What has caused such outrage among the kingdom’s near neighbours is not simply the number killed, but the fact they included the prominent Shia cleric Sheikh Nimr al-Nimr.

The backlash has been split along sectarian lines, with Saudi Arabia and its Sunni government-led allies Sudan, Kuwait, Bahrain and the UAE severing diplomatic ties to Iran.

What’s the geographical split?

The majority of the world’s Muslims are Sunni, between 85 and 90 per cent according to most counts, and spread across Africa, the Middle East and Asia.

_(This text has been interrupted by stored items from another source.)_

PR #1772, opened 2021-06-15
Fix for Spel validation: Use not existing method reference

lciolecki:
TODO:
- Add tests
- Rethrow exception with content of expression for easier further diagnostics
- Add entry in changelog


arkadius:
I've changed the title on more descriptive. Is it correct now? Or maybe it is more general problem when passed arguments lists is wider than expected?

mproch (approved):

arkadius (approved):

arkadius (approved):

PR #1774, opened 2021-06-15
focus fix

fi-:
focus-fix1
focus-fix2


lciolecki:
We will do it in another way - more ts.

PR #1780, opened 2021-06-15
More flexible authenticator customization by using named SPI services.

trombka:
I have found out that the extension engine for authenticators is hardly useful.
You can override an authenticator, but you cannot add a new method name since they are defined in an enumeration. So in the case of a totally new authenticator, it is not possible to pass to FE a method name other than `Other`.

The PR drops the enumeration in favor of the NamedServiceProvider interface.
I have also renamed `DefaultAuthenticationConfiguration` to `Basic...` since it seems the only usage case and the class is not extendable.

### DIFF
--- a/engine/security/src/main/scala/pl/touk/nussknacker/ui/security/api/AuthenticationConfiguration.scala
+++ b/engine/security/src/main/scala/pl/touk/nussknacker/ui/security/api/AuthenticationConfiguration.scala
@@ -1,21 +1,15 @@
 package pl.touk.nussknacker.ui.security.api
 
-import java.io.File
-import java.net.{URI, URL}
-import java.security.PublicKey
+import java.net.URI
 
-import com.typesafe.config.{Config, ConfigFactory}
-import pl.touk.nussknacker.engine.util.cache.CacheConfig
+import com.typesafe.config.Config
 import pl.touk.nussknacker.engine.util.config.ConfigFactoryExt
 import pl.touk.nussknacker.ui.security.api.AuthenticationConfiguration.{ConfigRule, ConfigUser}
-import pl.touk.nussknacker.ui.security.api.AuthenticationMethod.AuthenticationMethod
 import pl.touk.nussknacker.ui.security.api.GlobalPermission.GlobalPermission
 import pl.touk.nussknacker.ui.security.api.Permission.Permission
 
-import scala.concurrent.duration._
-
 trait AuthenticationConfiguration {
-  def method: AuthenticationMethod
+  def name: String
   def usersFile: URI
 
   val userConfig: Config = ConfigFactoryExt.parseUri(usersFile)
@@ -23,14 +17,6 @@ trait AuthenticationConfiguration {
   lazy val users: List[ConfigUser] = AuthenticationConfiguration.getUsers(userConfig)
 
   lazy val rules: List[ConfigRule] = AuthenticationConfiguration.getRules(userConfig)
-}
-
-object AuthenticationMethod extends Enumeration {
-  type AuthenticationMethod = Value
-
-  val BasicAuth = Value("BasicAuth")
-  val OAuth2 = Value("OAuth2")
-  val Other = Value("Other")
 }
 
 object AuthenticationConfiguration {
@@ -42,8 +28,6 @@ object AuthenticationConfiguration {
   val methodConfigPath = s"$authenticationConfigPath.method"
   val usersConfigurationPath = "users"
   val rulesConfigurationPath = "rules"
-
-  def parseMethod(config: Config): AuthenticationMethod = config.as[AuthenticationMethod](methodConfigPath)
 
   def getUsers(config: Config): List[ConfigUser] = config.as[List[ConfigUser]](usersConfigurationPath)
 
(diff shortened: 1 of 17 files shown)


lciolecki:
In general it's ok. But.. You forgot about FE changes, mostly there: https://github.com/TouK/nussknacker/blob/staging/ui/client/containers/Auth/StrategySelector.tsx#L16.

trombka:
FE changes are here #1792

engine/security/src/main/scala/pl/touk/nussknacker/ui/security/basicauth/BasicAuthenticationConfiguration.scala
```diff
@@ -0,0 +1,30 @@
...
+import pl.touk.nussknacker.ui.security.api.{AuthenticationConfiguration, CachingHashesConfig}
+
+import java.net.URI
+
+case class BasicAuthenticationConfiguration(usersFile: URI,
+                                            cachingHashes: Option[CachingHashesConfig]) extends AuthenticationConfiguration {
+
+  override def method: String = BasicAuthenticationConfiguration.name
+
+  def cachingHashesOrDefault: CachingHashesConfig = cachingHashes.getOrElse(CachingHashesConfig.defaultConfig)
```
mproch, line 13: I know it's not your change, but this can be misleading - defaultConfig should be "merged" with the one configured by user...

engine/security/src/main/scala/pl/touk/nussknacker/ui/security/api/AuthenticationConfiguration.scala
```diff
@@ -19,7 +18,7 @@ trait AuthenticationConfiguration {
   def authSeverPublicKey: Option[PublicKey] = Option.empty
   def idTokenNonceVerificationRequired: Boolean
   def implicitGrantEnabled: Boolean
-  def method: AuthenticationMethod
+  def method: String
```
mproch, line 21: Could we use "name" from NamedServiceProvider here? Is there a situation where it can (and should) be different?

engine/util/src/main/scala/pl/touk/nussknacker/engine/util/loader/ScalaServiceLoader.scala
```diff
@@ -34,12 +32,12 @@ object ScalaServiceLoader {
     }
   }
 
-  def loadNamed[T<:NamedServiceProvider:ClassTag](name: String, classLoader: ClassLoader = Thread.currentThread().getContextClassLoader): T = {
+  def loadNamed[T<:NamedServiceProvider:ClassTag](name: String, default: => List[T] = Nil, classLoader: ClassLoader = Thread.currentThread().getContextClassLoader): T = {
     val available = load[T](classLoader)
     val className = implicitly[ClassTag[T]].runtimeClass.getName
-    Multiplicity(available.filter(_.name == name)) match {
+    Multiplicity(available.filter(_.name == name)).orElse(Multiplicity(default.filter(_.name == name))) match {
```
mproch, line 38: can we just have `available = load[T](classloader) ++ default` ?

mproch (commented):
Looks good, I added some minor comments

engine/util/src/main/scala/pl/touk/nussknacker/engine/util/loader/ScalaServiceLoader.scala
trombka: It would make undistinguishable the two situations:
- when there is a single implementation loaded through SPI and a built-in one, both with the same name;
- when there are multiple implementations loaded through SPI with the same name.
The latter is treated as a misconfiguration.

mproch: for me it's ok - I mean, I would treat first one also as misconfiguration, I don't see any reason to do that

trombka: But you may just want to override a  built-in auth method without adding totally new behavior in the frontend app.

engine/security/src/main/scala/pl/touk/nussknacker/ui/security/api/AuthenticationConfiguration.scala
trombka: Renamed

engine/security/src/main/scala/pl/touk/nussknacker/ui/security/basicauth/BasicAuthenticationConfiguration.scala
trombka: I do not fully understand what you mean by "merged" and do not want to handle it now since the PR has a different purpose. I just moved the `CachingHashaesConfig` class to the `basicauth` package where the class is solely used.

mproch: ok, let's leave it for other time ;)

engine/security/src/main/scala/pl/touk/nussknacker/ui/security/api/AuthenticationProvider.scala
```diff
@@ -19,12 +20,11 @@ trait AuthenticationProvider {
...
-    val loaded = ScalaServiceLoader.loadClass[AuthenticationProvider](classLoader) {
-      AuthenticationConfiguration.parseMethod(config) match {
-        case AuthenticationMethod.OAuth2 => OAuth2AuthenticationProvider()
-        case _ => BasicAuthenticationProvider()
-      }
-    }
+    val loaded = ScalaServiceLoader.loadNamed[AuthenticationProvider](
+      config.getString(AuthenticationConfiguration.methodConfigPath),
+      classLoader,
+      List(OAuth2AuthenticationProvider(), BasicAuthenticationProvider())
```
mproch, line 26: I wonder - do we need these defaults? Can't we just register those providers with ServiceLoader?

engine/security/src/main/scala/pl/touk/nussknacker/ui/security/api/AuthenticationConfiguration.scala
```diff
@@ -1,21 +1,15 @@
...
 import pl.touk.nussknacker.ui.security.api.AuthenticationConfiguration.{ConfigRule, ConfigUser}
-import pl.touk.nussknacker.ui.security.api.AuthenticationMethod.AuthenticationMethod
 import pl.touk.nussknacker.ui.security.api.GlobalPermission.GlobalPermission
 import pl.touk.nussknacker.ui.security.api.Permission.Permission
 
-import scala.concurrent.duration._
-
 trait AuthenticationConfiguration {
-  def method: AuthenticationMethod
+  def name: String
```
mproch, line 12: I think we don't need it at all now. We only use name from AuthenticationProvider?

engine/security/src/main/scala/pl/touk/nussknacker/ui/security/api/AuthenticationProvider.scala
trombka: I have replaced the defaults with a services file.

engine/security/src/main/scala/pl/touk/nussknacker/ui/security/api/AuthenticationConfiguration.scala
trombka: We cannot use the name from an AuthenticationProvider directly, because we need the name value in an AuthenticationResources instance and it is the AuthenticationProvider that creates AuthenticationResources and not the other way round. Instead, we could use a constant like `BasicAuthenticationProvider.name` there. Would it be better?

mproch (approved):

PR #1784, opened 2021-06-16
Some conceptual docs moved to docs-bak

arkadius:


arkadius:
closing because deeper refactoring of guides needed

PR #1785, opened 2021-06-16
[FIX] detecting erroneous projection/selection

mproch:


arkadius (approved):
LGTM but maybe let's merge https://github.com/TouK/nussknacker/pull/1772 first?

PR #1790, opened 2021-06-17
PeriodicProcessEvent: move deployment to sealed trait & make listeners closable

gadomsky:


engine/flink/management/periodic/src/main/scala/pl/touk/nussknacker/engine/management/periodic/PeriodicProcessManager.scala
```diff
@@ -43,14 +43,16 @@ object PeriodicProcessManager {
...
+    val listener = listenerFactory.create(originalConfig)
+    val service = new PeriodicProcessService(delegate, jarManager, scheduledProcessesRepository, listener, additionalDeploymentDataProvider, clock)
     system.actorOf(DeploymentActor.props(service, periodicBatchConfig.deployInterval))
     system.actorOf(RescheduleFinishedActor.props(service, periodicBatchConfig.rescheduleCheckInterval))
 
     val toClose = () => {
       Await.ready(system.terminate(), 10 seconds)
       db.close()
       Await.ready(backend.close(), 10 seconds)
+      listener.close()
```
mproch, line 55: maybe it's better to close listener first? And/or wrap in some try/catch?

gadomsky: hmm, but as I can read in comments in the code:

> Listener is invoked during DB transaction,

Doesn't it imply that listers should be closed after db? 

As for wraping it in try catch, I will do that

mproch: I'd say that we should close in reverse order than we create. But - I was more thinking about order WRT akka/backend

mproch (approved):

PR #1794, opened 2021-06-17
Kafka topic parameter name configurable

arkadius:


gskrobisz (approved):
LGTM

engine/flink/avro-util/src/main/scala/pl/touk/nussknacker/engine/avro/source/SpecificRecordKafkaAvroSourceFactory.scala
```diff
@@ -39,7 +34,7 @@ class SpecificRecordKafkaAvroSourceFactory[V <: SpecificRecord: ClassTag](schema
 
         prepareSourceFinalResults(preparedTopic, valueValidationResult, context, dependencies, step.parameters)
 
-      case step@TransformationStep((TopicParamName, _) :: Nil, _) =>
-        prepareSourceFinalErrors(context, dependencies, step.parameters, List(CustomNodeError("Topic/Version is not defined", Some(TopicParamName))))
+      case step@TransformationStep((`topicParamName`, _) :: Nil, _) =>
+        prepareSourceFinalErrors(context, dependencies, step.parameters, List(CustomNodeError("Topic/Version is not defined", Some(topicParamName))))
```
lciolecki, line 38: What about `"Topic/Version`? Maybe you cane do something like this: `s"${topicParamName.capitalize} / version is not defined"` ?

arkadius: Good point but there was the other problem. These errors shouldn't be returned at all (take a look like it is done in generic avro source factory), because if there are some problems during topic validation, there are reported separately. Also we used  "Version" / "Schema version" parameter reference which wasn't declared. I've removed them.

PR #2039, opened 2021-08-13
glossary related changes to the main Configuration document + sections reordering

ZbyszekMM:
I suggest moving the HoCon section to the end of this document. When I want to read about configuration, I want to have an overview of what awaits me first ( 3 areas to configure), rather than about configuration language

I use the convention that  names of "parts" of NK (cannot say _component_  here - Designer, Executor, Deployment Manager start with a capital letter. Thia, in this context I should have written  _model_ starting with lower case - because it is not a "part". I'll change to lowercase after a review.

I  adopted the convention that there are no links to other documents from the Installation and Configuration area in this document. If they stayed, it would not be clear whether you would be taken to the Glossary or a relevant document.

Finally, I did not add a Scenario Type glossary term  yet. This is a non-critical concept for now, and I don't think we have a good definition in the <internal> Glossary.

Iran, Iraq, Azerbaijan and Bahrain have a Shia majority, though the latter is ruled by the Sunni House of Khalifa.

In Yemen, the conflict has become a sectarian proxy war, with Iran backing the Shia Houthi rebels who overthrew the country’s Sunni-dominated government, while a Saudi-led coalition has since intervened to reinstall the Sunni leadership.

What caused the divide?

The Sunni-Shia conflict is 1,400 years in the making, dating back to the years immediately after the Prophet Mohammed’s death in 632.

The arguments are complicated but essentially boil down to the fact that Sunni’s believe the Prophets’ trusted friend and advisor Abu Bakr was the first rightful leader of Muslims or “caliph”, while Shias believe that Mohammed’s cousin and son-in-law Ali was chosen by Allah to hold the title.